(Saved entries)
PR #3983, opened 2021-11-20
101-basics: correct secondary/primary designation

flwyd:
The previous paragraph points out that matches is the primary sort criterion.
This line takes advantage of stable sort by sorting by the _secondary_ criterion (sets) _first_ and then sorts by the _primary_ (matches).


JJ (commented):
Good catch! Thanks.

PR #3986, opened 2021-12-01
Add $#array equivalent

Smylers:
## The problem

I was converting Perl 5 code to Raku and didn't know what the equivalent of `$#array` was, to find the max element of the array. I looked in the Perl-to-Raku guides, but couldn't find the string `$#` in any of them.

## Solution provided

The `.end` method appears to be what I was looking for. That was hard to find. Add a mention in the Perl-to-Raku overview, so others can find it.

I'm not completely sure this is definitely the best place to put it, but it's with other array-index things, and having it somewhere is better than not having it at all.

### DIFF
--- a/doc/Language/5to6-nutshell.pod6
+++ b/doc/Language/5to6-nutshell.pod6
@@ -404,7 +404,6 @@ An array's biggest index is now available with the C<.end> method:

* * *

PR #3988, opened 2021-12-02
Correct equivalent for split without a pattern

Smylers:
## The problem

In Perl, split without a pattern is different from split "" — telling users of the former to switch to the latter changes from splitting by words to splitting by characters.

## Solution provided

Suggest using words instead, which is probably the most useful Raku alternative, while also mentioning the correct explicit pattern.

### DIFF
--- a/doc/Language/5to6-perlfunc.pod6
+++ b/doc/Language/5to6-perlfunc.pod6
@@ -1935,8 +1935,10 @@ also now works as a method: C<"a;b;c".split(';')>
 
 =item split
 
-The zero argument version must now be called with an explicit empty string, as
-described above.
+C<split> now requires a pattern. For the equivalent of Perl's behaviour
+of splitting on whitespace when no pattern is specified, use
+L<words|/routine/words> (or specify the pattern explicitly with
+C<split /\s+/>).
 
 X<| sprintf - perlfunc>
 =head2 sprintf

==

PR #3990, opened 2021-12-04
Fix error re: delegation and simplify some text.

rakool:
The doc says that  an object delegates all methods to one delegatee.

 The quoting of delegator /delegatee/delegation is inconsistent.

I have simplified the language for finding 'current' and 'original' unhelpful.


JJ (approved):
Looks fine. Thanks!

### Exercise objective
Pull out each line of the entries that contains "nutshell".

### Answer for the task
--- a/doc/Language/5to6-nutshell.pod6
+++ b/doc/Language/5to6-nutshell.pod6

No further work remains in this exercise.